## Work to be completed
Copy the data exactly, line for line.

## Dataset entries

PR #4443, opened 2023-06-26
docs: LSDV-5343: Docs for visibleWhen; remove FF_DEV_1372

robot-ci-heartex:
Hi @hlomzik!

This PR was created in response to a PRs in upstream repo:
- https://github.com/heartexlabs/label-studio-frontend/pull/1483
- https://github.com/HumanSignal/label-studio-frontend/pull/1483

PR #5349, opened 2024-01-23
chore: LEAP-516,LEAP-517: upgrade `follow-redirects` package to address CVE-2023-26159

jombooth:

## Finished task
PR #4443, opened 2023-06-26
docs: LSDV-5343: Docs for visibleWhen; remove FF_DEV_1372

robot-ci-heartex:
Hi @hlomzik!

This PR was created in response to a PRs in upstream repo:
- https://github.com/heartexlabs/label-studio-frontend/pull/1483
- https://github.com/HumanSignal/label-studio-frontend/pull/1483

PR #5349, opened 2024-01-23
chore: LEAP-516,LEAP-517: upgrade `follow-redirects` package to address CVE-2023-26159

jombooth:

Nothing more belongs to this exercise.